For Nigeria’s healthcare system, integration means traditional and orthodox practitioners can complement each other, with patient outcomes at the centre. As Dr. Tor-Agbidye explained, “What we have now is complementary medicine. Our goal is always the patient’s clinical outcome.”
Hope and caution: Participants raised questions about safety, dosage, and stigma, to which experts responded with both realism and optimism. While acknowledging risks from unregulated products, speakers pointed to regulation as a safeguard.

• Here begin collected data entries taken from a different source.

PR #1888, opened 2020-10-07
HARP-11899: Cull only labels that are completely off screen

StefanDachwitz:
* cull using near/far plane
* render partial text and icons near border

# CI Check

Happy contributing!

### DIFF
--- a/@here/harp-mapview/lib/ScreenProjector.ts
+++ b/@here/harp-mapview/lib/ScreenProjector.ts
@@ -16,6 +16,15 @@ function isOnScreen(ndc: THREE.Vector3) {
 }
 
 /**
+ * Determines whether a position in NDC (Normalized Device Coordinates) is between the near
+ * and far plane.
+ * @param ndc - The position to check.
+ */
+function isInRange(ndc: THREE.Vector3) {
+    return ndc.z > -1 && ndc.z < 1;
+}
+
+/**
  * @hidden
  * Handles the projection of world coordinates to screen coordinates.
  */
@@ -70,14 +79,14 @@ export class ScreenProjector {
      * @param {(Vector3Like)} source The source vector to project.
      * @param {THREE.Vector2} target The target vector.
      * @returns {THREE.Vector2} The projected vector (the parameter 'target') or undefined if
-     * outside the screen.
+     * outside of the near/far plane. The point may be outside the screen.
      */
-    projectOnScreen(
+    projectToScreen(
         source: Vector3Like,
         target: THREE.Vector2 = new THREE.Vector2()
     ): THREE.Vector2 | undefined {
         const p = this.projectVector(source, ScreenProjector.tempV3);
-        if (isOnScreen(p)) {
+        if (isInRange(p)) {
             return this.ndcToScreen(p, target);
         }
         return undefined;
--- a/@here/harp-mapview/lib/text/Placement.ts
+++ b/@here/harp-mapview/lib/text/Placement.ts
@@ -348,6 +348,7 @@ const tmpCollisionBox = new CollisionBox();
 const tmpScreenPosition = new THREE.Vector2();
 const tmpTextOffset = new THREE.Vector2();
 const tmp2DBox = new Math2D.Box();
+const tmp2DBox2 = new Math2D.Box();
 const tmpCenter = new THREE.Vector2();
 const tmpSize = new THREE.Vector2();
 
@@ -398,10 +399,7 @@ export function placeIcon(
     const iconSpaceAvailable =
         poiInfo.mayOverlap === true || !screenCollisions.isAllocated(tmp2DBox);
 
-    if (!iconSpaceAvailable) {
-        return iconRenderState.isVisible() ? PlacementResult.Rejected : PlacementResult.Invisible;
-    }
-    return PlacementResult.Ok;
+    return !iconSpaceAvailable ? PlacementResult.Rejected : PlacementResult.Ok;
 }
 
 /**
@@ -421,10 +419,8 @@ export function placeIcon(
  * @param multiAnchor - The parameter decides if multi-anchor placement algorithm should be
  * used, be default [[false]] meaning try to place label using current alignment settings only.
  * @returns `PlacementResult.Ok` if point __label can be placed__ at the base or any optional
- * anchor point. `PlacementResult.Rejected` if there's a collision for all placements or it's
- * __persistent label with icon rejected and text visible__. Finally `PlacementResult.Invisible`
- * if it's text is not visible at any placement position or it's __new label with text or icon__
- * __rejected__.
+ * anchor point. `PlacementResult.Rejected` if there's a collision for all placements. Finally
+ * `PlacementResult.Invisible` if it's text is not visible at any placement position.
  */
 export function placePointLabel(
     labelState: TextElementState,
@@ -442,10 +438,9 @@ export function placePointLabel(
     const layoutStyle = labelState.element.layoutStyle!;
 
     // For the new labels with rejected icons we don't need to go further.
-    // Make them invisible.
     const newLabel = !labelState.visible;
     if (isRejected && newLabel) {
-        return PlacementResult.Invisible;
+        return PlacementResult.Rejected;
     }
     // Check if alternative placements have been provided.
     multiAnchor =
@@ -697,6 +692,15 @@ function placePointLabelAtAnchor(
     // Compute text offset from the anchor point
     const textOffset = computePointTextOffset(label, placement, scale, env, tmpTextOffset);
     textOffset.add(screenPosition);
+
+    // Update output screen position.
+    outScreenPosition.set(textOffset.x, textOffset.y, labelState.renderDistance);
+
+    // Check if icon's label was already rejected.
+    if (isRejected) {
+        return PlacementResult.Rejected;
+    }
+
     tmpBox.copy(label.bounds!);
     // Apply additional persistent margin, keep in mind that text bounds just calculated
     // are not (0, 0, w, h) based, so their coords usually are also non-zero.
@@ -710,28 +714,13 @@ function placePointLabelAtAnchor(
     tmpSize.multiplyScalar(scale);
     tmp2DBox.set(tmpCenter.x - tmpSize.x / 2, tmpCenter.y - tmpSize.y / 2, tmpSize.x, tmpSize.y);
 
-    // Update output screen position.
-    outScreenPosition.set(textOffset.x, textOffset.y, labelState.renderDistance);
-
-    // Check the text visibility if invisible finish immediately
-    // regardless of the persistence state - no fading required.
-    if (!screenCollisions.isVisible(tmp2DBox)) {
-        return PlacementResult.Invisible;
-    }
-
-    const persistent = labelState.visible;
-    // Check if icon's label was already rejected.
-    if (isRejected) {
-        // Allows to fade out persistent label and simply ignore new one.
-        // NOTE:
-        // It might be changed if we would like to render text without icon (at border, etc.).
-        return persistent ? PlacementResult.Rejected : PlacementResult.Invisible;
-    }
+    // Save original bounds for visibility check
+    tmp2DBox2.copy(tmp2DBox);
 
     if (measureText) {
-        // Up-scaled label bounds are used only for new labels and after visibility check, this is
-        // intentional to avoid processing labels out of the screen due to increased bounds, such
-        // labels would be again invisible in the next frame.
+        // Up-scaled label bounds are used only for new labels and only for collision check, this
+        // is intentional to avoid processing labels out of the screen due to increased bounds,
+        // such labels would be again invisible in the next frame.
         tmpBox.getSize(tmpSize);
         tmpSize.multiplyScalar(scale * (1 + newPointLabelTextMarginPercent));
         tmp2DBox.set(
@@ -742,33 +731,39 @@ function placePointLabelAtAnchor(
         );
     }
 
-    // Check label's text collision.
+    // Check label's text collision. Collision is more important than visibility (now), because for
+    // icon/text combinations the icon should be rendered if the text is out of bounds, but it may
+    // _not_ be rendered if the text is colliding with another label.
     if (!label.textMayOverlap && screenCollisions.isAllocated(tmp2DBox)) {
-        // Allows to fade persistent and ignore new label.
-        return persistent ? PlacementResult.Rejected : PlacementResult.Invisible;
+        return PlacementResult.Rejected;
     }
 
-    // Don't allocate space for rejected text. When zooming, this allows placement of a
-    // lower priority text element that was displaced by a higher priority one (not
-    // present in the new zoom level) before an even lower priority one takes the space.
-    // Otherwise the lowest priority text will fade in and back out.
-    // TODO: Add a unit test for this scenario.
-    if (label.textReservesSpace) {
-        screenCollisions.allocate(tmp2DBox);
+    // Visibility check with non-enlarged bounds
+    if (screenCollisions.isVisible(tmp2DBox2)) {
+        // Don't allocate space for rejected text. When zooming, this allows placement of a
+        // lower priority text element that was displaced by a higher priority one (not
+        // present in the new zoom level) before an even lower priority one takes the space.
+        // Otherwise the lowest priority text will fade in and back out.
+        // TODO: Add a unit test for this scenario.
+        if (label.textReservesSpace) {
+            screenCollisions.allocate(tmp2DBox);
+        }
+
+        // Glyphs arrangement have been changed remove text buffer object which needs to be
+        // re-created.
+        if (measureText) {
+            label.textBufferObject = undefined;
+        }
+
+        // Save current placement in label state.
+        // TextElementState creates layout snapshot solely for alternative placements which saves
+        // memory that could be wasted on unnecessary objects construction.
+        labelState.textPlacement = placement;
+
+        return PlacementResult.Ok;
     }
 
-    // Glyphs arrangement have been changed remove text buffer object which needs to be
-    // re-created.
-    if (measureText) {
-        label.textBufferObject = undefined;
-    }
-
-    // Save current placement in label state.
-    // TextElementState creates layout snapshot solely for alternative placements which saves
-    // memory that could be wasted on unnecessary objects construction.
-    labelState.textPlacement = placement;
-
-    return PlacementResult.Ok;
+    return PlacementResult.Invisible;
 }
 
 /**
@@ -828,8 +823,6 @@ export function placePathLabel(
         checkGlyphCollision = candidateBoxes.length > 0;
     }
 
-    const checkGlyphVisible = !screenCollisions.isFullyVisible(tmpCollisionBox);
-
     // Perform per-character collision checks.
     tmpCollisionBoxes.length = tmpBoxes.length;
     for (let i = 0; i < tmpBoxes.length; ++i) {
@@ -840,9 +833,6 @@ export function placePathLabel(
             tmpCollisionBoxes[i] = collisionBox;
         } else {
             collisionBox.copy(glyphBox);
-        }
-        if (checkGlyphVisible && !screenCollisions.isVisible(collisionBox)) {
-            return PlacementResult.Invisible;
         }
 
         if (
@@ -884,7 +874,7 @@ export function isPathLabelTooSmall(
         // Skip invisible points at the beginning of the path.
         const screenPoint = anyPointVisible
             ? screenProjector.project(pt, tmpScreenPosition)
-            : screenProjector.projectOnScreen(pt, tmpScreenPosition);
+            : screenProjector.projectToScreen(pt, tmpScreenPosition);
         if (screenPoint === undefined) {
             continue;
         }
--- a/@here/harp-mapview/lib/text/Placement.ts
+++ b/@here/harp-mapview/lib/text/Placement.ts
@@ -454,7 +454,6 @@ export function placePointLabel(
             textCanvas,
             env,
             screenCollisions,
-            isRejected,
             outScreenPosition
         );
     }
@@ -536,7 +535,6 @@ function placePointLabelChoosingAnchor(
             textCanvas,
             env,
             screenCollisions,
-            false,
             !isLastPlacement,
             outScreenPosition
         );
@@ -609,7 +607,6 @@ function placePointLabelAtCurrentAnchor(
     textCanvas: TextCanvas,
     env: Env,
     screenCollisions: ScreenCollisions,
-    isRejected: boolean,
     outScreenPosition: THREE.Vector3
 ): PlacementResult {
     assert(labelState.element.layoutStyle !== undefined);
@@ -624,7 +621,6 @@ function placePointLabelAtCurrentAnchor(
         textCanvas,
         env,
         screenCollisions,
-        isRejected,
         !labelState.visible,
         outScreenPosition
     );
@@ -663,7 +659,6 @@ function placePointLabelAtAnchor(
     textCanvas: TextCanvas,
     env: Env,
     screenCollisions: ScreenCollisions,
-    isRejected: boolean,
     forceInvalidation: boolean,
     outScreenPosition: THREE.Vector3
 ): PlacementResult {
@@ -696,11 +691,6 @@ function placePointLabelAtAnchor(
     // Update output screen position.
     outScreenPosition.set(textOffset.x, textOffset.y, labelState.renderDistance);
 
-    // Check if icon's label was already rejected.
-    if (isRejected) {
-        return PlacementResult.Rejected;
-    }
-
     tmpBox.copy(label.bounds!);
     // Apply additional persistent margin, keep in mind that text bounds just calculated
     // are not (0, 0, w, h) based, so their coords usually are also non-zero.
@@ -713,6 +703,12 @@ function placePointLabelAtAnchor(
 
     tmpSize.multiplyScalar(scale);
     tmp2DBox.set(tmpCenter.x - tmpSize.x / 2, tmpCenter.y - tmpSize.y / 2, tmpSize.x, tmpSize.y);
+
+    // Check the text visibility if invisible finish immediately
+    // regardless of the persistence state - no fading required.
+    if (!screenCollisions.isVisible(tmp2DBox)) {
+        return PlacementResult.Invisible;
+    }
 
     // Save original bounds for visibility check
     tmp2DBox2.copy(tmp2DBox);
--- a/@here/harp-mapview/lib/text/Placement.ts
+++ b/@here/harp-mapview/lib/text/Placement.ts
@@ -428,7 +428,6 @@ export function placePointLabel(
     textCanvas: TextCanvas,
     env: Env,
     screenCollisions: ScreenCollisions,
-    isRejected: boolean,
     outScreenPosition: THREE.Vector3,
     multiAnchor: boolean = false
 ): PlacementResult {
@@ -436,16 +435,11 @@ export function placePointLabel(
 
     const layoutStyle = labelState.element.layoutStyle!;
 
-    // For the new labels with rejected icons we don't need to go further.
-    const newLabel = !labelState.visible;
-    if (isRejected && newLabel) {
-        return PlacementResult.Rejected;
-    }
     // Check if alternative placements have been provided.
     multiAnchor =
         multiAnchor && layoutStyle.placements !== undefined && layoutStyle.placements.length > 1;
     // For single placement labels or labels with icon rejected, do only current anchor testing.
-    if (!multiAnchor || isRejected) {
+    if (!multiAnchor) {
         return placePointLabelAtCurrentAnchor(
             labelState,
             screenPosition,
--- a/@here/harp-mapview/lib/text/Placement.ts
+++ b/@here/harp-mapview/lib/text/Placement.ts
@@ -348,7 +348,6 @@ const tmpCollisionBox = new CollisionBox();
 const tmpScreenPosition = new THREE.Vector2();
 const tmpTextOffset = new THREE.Vector2();
 const tmp2DBox = new Math2D.Box();
-const tmp2DBox2 = new Math2D.Box();
 const tmpCenter = new THREE.Vector2();
 const tmpSize = new THREE.Vector2();
 
@@ -710,9 +709,6 @@ function placePointLabelAtAnchor(
         return PlacementResult.Invisible;
     }
 
-    // Save original bounds for visibility check
-    tmp2DBox2.copy(tmp2DBox);
-
     if (measureText) {
         // Up-scaled label bounds are used only for new labels and only for collision check, this
         // is intentional to avoid processing labels out of the screen due to increased bounds,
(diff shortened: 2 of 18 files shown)


@here/harp-mapview/lib/text/TextElementsRenderer.ts
```diff
@@ -2018,4 +2038,20 @@ export class TextElementsRenderer {
...
+     * Project point to screen and check if it is on screen or within a fixed distance to the border.
+     *
+     * @param point center point of label.
+     * @param outPoint projected screen point of label.
+     */
+    private labelPotentiallyVisible(point: Vector3Like, outPoint: THREE.Vector2): boolean {
+        const projectionResult = this.m_screenProjector.projectAreaToScreen(
+            point,
+            MAX_HORIZONTAL_DISTANCE_TO_BORDER * 2 * this.m_pixelToNDC,
+            MAX_VERTICAL_DISTANCE_TO_BORDER * 2 * this.m_pixelToNDC,
```
atomicnitrate, line 2052: This conversion to NDC can be done in ScreenProjector, it already has the screen size in pixels.

@here/harp-mapview/lib/MapView.ts
```diff
@@ -2777,6 +2777,30 @@ export class MapView extends EventDispatcher {
...
+            const pixelRatio = this.m_renderer.getPixelRatio();
+            return {
+                width: Math.round(this.canvas.width / pixelRatio),
+                height: Math.round(this.canvas.height / pixelRatio)
+            };
+        } else {
+            return { width: clientWidth, height: clientHeight };
+        }
+    }
+
```
atomicnitrate, line 2803: No need to make it public if the pixel to NDC conversion is done in ScreenProjector.

@here/harp-mapview/lib/ScreenProjector.ts
```diff
@@ -70,14 +79,43 @@ export class ScreenProjector {
...
         target: THREE.Vector2 = new THREE.Vector2()
     ): THREE.Vector2 | undefined {
         const p = this.projectVector(source, ScreenProjector.tempV3);
-        if (isOnScreen(p)) {
+        if (
+            isInRange(p) &&
+            p.x + width * 0.5 >= -1 &&
+            p.x - width * 0.5 <= 1 &&
+            p.y + height * 0.5 >= -1 &&
+            p.y - height * 0.5 <= 1
```
atomicnitrate, line 117:
```suggestion
            p.x + width * 0.5 <= 1 &&
            p.x - width * 0.5 >= -1 &&
            p.y + height * 0.5 <= 1 &&
            p.y - height * 0.5 >= -1
```
Better check why the unit tests didn't catch this.

@here/harp-mapview/lib/text/TextElementsRenderer.ts
```diff
@@ -122,6 +122,13 @@ const OVERLOAD_UPDATE_TIME_LIMIT = 5;
  */
 const OVERLOAD_PLACE_TIME_LIMIT = 10;
 
+// Allowed number of pixels outside the screen to test for placement.
+// A value of 0 will lead to labels popping in at the border of the screen. A large value will
+// lead to many labels being placed outside the screen, with all the required actions for measuring
+// and loading glyphs.
+const MAX_HORIZONTAL_DISTANCE_TO_BORDER = 100;
+const MAX_VERTICAL_DISTANCE_TO_BORDER = 40;
```
atomicnitrate, line 130: It's very difficult these absolute thresholds are gonna fit all cases: different fonts, font sizes, label lengths, clients...
As in harp native, I would put this as a styling property, so that it can be adjusted on a case by case basis.
I would also use thresholds that are relative to the total label size. Harp native has a "minVisibility" factor [0,1], representing how much area of the label must be inside the screen before it's made visible.

@here/harp-mapview/lib/text/TextElementsRenderer.ts
```diff
@@ -1756,10 +1780,9 @@ export class TextElementsRenderer {
...
             this.m_tmpVector3
         );
-        // Only process labels frustum-clipped labels
-        if (
-            this.m_screenProjector.projectOnScreen(worldPosition, tempScreenPosition) === undefined
-        ) {
+
+        // Only process labels that are potentially within the frustum.
+        if (!this.labelPotentiallyVisible(worldPosition, tempScreenPosition)) {
             return false;
```
atomicnitrate, line 1786: This is too soon to do check label bound visibility. The label has not been yet placed, therefore you don't even know the alignment wrt the anchor point. You're assuming the label is centered but it could be left-aligned, and then it would be skipped even being fully inside the screen.

Here we can only check if it's within the far distance range. The other checks have to be done after placement.

@here/harp-mapview/lib/text/TextElementsRenderer.ts
```diff
@@ -1665,22 +1678,27 @@ export class TextElementsRenderer {
                 iconIndex === undefined
             );
             if (placeResult === PlacementResult.Invisible) {
-                if (placementStats) {
+                if (placementStats !== undefined) {
```
atomicnitrate, line 1681: It's fine as it was. Our coding style guidelines favor implicit conversion to boolean for object types.

@here/harp-mapview/lib/text/TextElementsRenderer.ts
```diff
@@ -1812,10 +1835,9 @@ export class TextElementsRenderer {
         if (minDistanceSqr > 0 && shieldGroup !== undefined) {
             for (let pointIndex = 0; pointIndex < path.length; ++pointIndex) {
                 const point = path[pointIndex];
-                // Only process labels frustum-clipped labels
-                if (
-                    this.m_screenProjector.projectOnScreen(point, tempScreenPosition) !== undefined
-                ) {
+
+                // Only process potentially visible labels
+                if (this.labelPotentiallyVisible(point, tempScreenPosition)) {
```
atomicnitrate, line 1840: same here, label is not yet placed, we don't know its alignment.

@here/harp-mapview/lib/text/TextElementsRenderer.ts
```diff
@@ -1855,10 +1877,8 @@ export class TextElementsRenderer {
         else {
             for (let pointIndex = 0; pointIndex < path.length; ++pointIndex) {
                 const point = path[pointIndex];
-                // Only process labels frustum-clipped labels
-                if (
-                    this.m_screenProjector.projectOnScreen(point, tempScreenPosition) !== undefined
-                ) {
+                // Only process potentially visible labels
+                if (this.labelPotentiallyVisible(point, tempScreenPosition)) {
```
atomicnitrate, line 1881: same here, label is not yet placed, we don't know its alignment.

@here/harp-mapview/lib/text/TextElementsRenderer.ts
```diff
@@ -1627,17 +1638,19 @@ export class TextElementsRenderer {
                 this.m_screenCollisions
             );
             if (result === PlacementResult.Invisible) {
+                // Reset the icon and keep it from popping up before fading in.
+                iconInvisible = true;
                 iconRenderState.reset();
-
-                if (placementStats) {
+                iconRenderState.opacity = 0;
```
atomicnitrate, line 1644: this line is only reached if placementStats is defined, i guess that was unintended.
Anyway, iconRenderState.reset() should take care of setting the opacity to 0. So far it sets it to 1, i don't understand why.

@here/harp-mapview/lib/text/TextElementsRenderer.ts
```diff
@@ -1627,17 +1638,19 @@ export class TextElementsRenderer {
...
+                if (placementStats !== undefined) {
```
atomicnitrate, line 1645: ditto, no need for explicit conversion.

@here/harp-mapview/lib/text/TextElementsRenderer.ts
```diff
@@ -1627,17 +1638,19 @@ export class TextElementsRenderer {
...
                     ++placementStats.numNotVisible;
                 }
-                return false;
+                // Proceed with the label text, which may still be rendered.
```
atomicnitrate, line 1648: Please add a unit test in TextElementsRendererTest to cover this change.

@here/harp-mapview/lib/text/Placement.ts
```diff
@@ -878,29 +868,16 @@ export function isPathLabelTooSmall(
...
 
-    // TODO: (HARP-3515)
-    //      The rendering of a path label that contains just a single point that is not
-    //      visible is impossible, which is problematic with long paths.
-    //      Fix: Skip/clip the invisible points at beginning and end of the path to get
-    //      the visible part of the path.
-
-    // If not a single point is visible, skip the path
-    if (!anyPointVisible) {
+    // If not a single point is visible, skip the path.
```
atomicnitrate, line 879:
```suggestion
    // If there aren't at least two points visible, skip the path.
```

@here/harp-mapview/lib/text/Placement.ts
```diff
@@ -878,29 +868,16 @@ export function isPathLabelTooSmall(
...
-    let anyPointVisible = false;
 
     for (const pt of textElement.points as THREE.Vector3[]) {
-        // Skip invisible points at the beginning of the path.
-        const screenPoint = anyPointVisible
-            ? screenProjector.project(pt, tmpScreenPosition)
-            : screenProjector.projectOnScreen(pt, tmpScreenPosition);
-        if (screenPoint === undefined) {
+        if (screenProjector.projectToScreen(pt, tmpScreenPosition) === undefined) {
             continue;
```
atomicnitrate, line 874: By skipping invisible points in the middle of the path, you're altering the shape of the path. The text might not follow the path anymore.
Before we were only skipping invisible points at the beginning of the path, which is (more or less) ok. 
Probably we should still add the last point that was out of the screen, like in this case:


out&nbsp;&nbsp;&nbsp;&nbsp;&nbsp;&nbsp;in
&nbsp;&nbsp;&nbsp;&nbsp;&nbsp;&nbsp;&nbsp;&nbsp;&nbsp;|
0--1--|---2
&nbsp;&nbsp;&nbsp;&nbsp;&nbsp;&nbsp;&nbsp;&nbsp;&nbsp;|&nbsp;&nbsp;&nbsp;&nbsp;|    
&nbsp;&nbsp;&nbsp;&nbsp;&nbsp;4--|---3
&nbsp;&nbsp;&nbsp;&nbsp;&nbsp;|&nbsp;&nbsp;&nbsp;&nbsp;|
&nbsp;&nbsp;&nbsp;&nbsp;&nbsp;5--|---6

Here, we were removing 0 and 1. We should probably keep 1 though. But surely we cannot skip 4 and 5 as you're doing with your change, otherwise you'll write on a straight line from 3 to 6.

@here/harp-mapview/lib/text/Placement.ts
```diff
@@ -828,8 +823,6 @@ export function placePathLabel(
         checkGlyphCollision = candidateBoxes.length > 0;
     }
 
-    const checkGlyphVisible = !screenCollisions.isFullyVisible(tmpCollisionBox);
-
```
atomicnitrate, line 832: I guess you removed this because you're only passing visible path points from isPathLabelTooSmall. That's wrong, check my comment there.
As long as we pass here invisible path points, we need these checks. Another option is to clamp the invisible points to the screen borders and the I guess we can get rid of this.

But frankly i wouldn't do any further changes as part of this PR, is too difficult to follow all changes already.

@here/harp-mapview/lib/text/Placement.ts
```diff
@@ -841,9 +834,6 @@ export function placePathLabel(
         } else {
             collisionBox.copy(glyphBox);
         }
-        if (checkGlyphVisible && !screenCollisions.isVisible(collisionBox)) {
-            return PlacementResult.Invisible;
-        }
```
atomicnitrate, line 846: same as above.

@here/harp-mapview/lib/text/Placement.ts
```diff
@@ -697,6 +692,15 @@ function placePointLabelAtAnchor(
...
     const textOffset = computePointTextOffset(label, placement, scale, env, tmpTextOffset);
     textOffset.add(screenPosition);
+
+    // Update output screen position.
+    outScreenPosition.set(textOffset.x, textOffset.y, labelState.renderDistance);
+
+    // Check if icon's label was already rejected.
+    if (isRejected) {
+        return PlacementResult.Rejected;
+    }
```
atomicnitrate, line 702: With this change, it doens't make sense any more to pass the isRejected parameter to this function or even to placePointLabel.
If the icon is rejected, we can't just skip the call to placePointLabel and reject the text as well.

@here/harp-mapview/lib/text/Placement.ts
```diff
@@ -710,28 +714,13 @@ function placePointLabelAtAnchor(
...
     tmp2DBox.set(tmpCenter.x - tmpSize.x / 2, tmpCenter.y - tmpSize.y / 2, tmpSize.x, tmpSize.y);
 
-    // Update output screen position.
-    outScreenPosition.set(textOffset.x, textOffset.y, labelState.renderDistance);
-
-    // Check the text visibility if invisible finish immediately
-    // regardless of the persistence state - no fading required.
-    if (!screenCollisions.isVisible(tmp2DBox)) {
-        return PlacementResult.Invisible;
-    }
```
atomicnitrate, line 720: I don't understand why you postpone this check. Why do you wan't to check collisions if the text is invisible?

@here/harp-mapview/lib/text/RenderState.ts
```diff
@@ -119,6 +119,18 @@ export class RenderState {
...
+     * than 0.
+     */
+    isReallyVisible(): boolean {
+        return (
+            this.m_state !== FadingState.FadedOut &&
+            this.m_state !== FadingState.Undefined &&
+            this.opacity > 0
+        );
+    }
+
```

Others urged synergy among universities, research institutions, and the government to turn research into real products that benefit households.
Dr. Tor-Agbidye concluded on a hopeful note: “This is not a situation where nothing is being done. A lot is being done.
But training and documentation remain the cornerstone for evidence-based traditional medicine. If we have the laws, the training, and the political will, traditional medicine will not only serve Nigerians but also gain global respect.”
The 2025 African Traditional Medicine Day, therefore, was more than a celebration—it was a blueprint. For NNMDA, the focus remains on strengthening education, scaling up documentation, and ensuring that indigenous knowledge is preserved and respected.
For policymakers, the urgency lies in passing the Traditional Medicine Council Bill and providing sustainable funding for research.
For ordinary Nigerians, the takeaway is clear: traditional medicine is not a relic of the past but a living, evolving system of care that can complement modern medicine when properly regulated.
As the health walk at NNMDA wrapped up and participants logged off the webinar, one message lingered: Nigeria’s healing roots can indeed meet modern hopes, if training, documentation, and regulation walk hand in hand.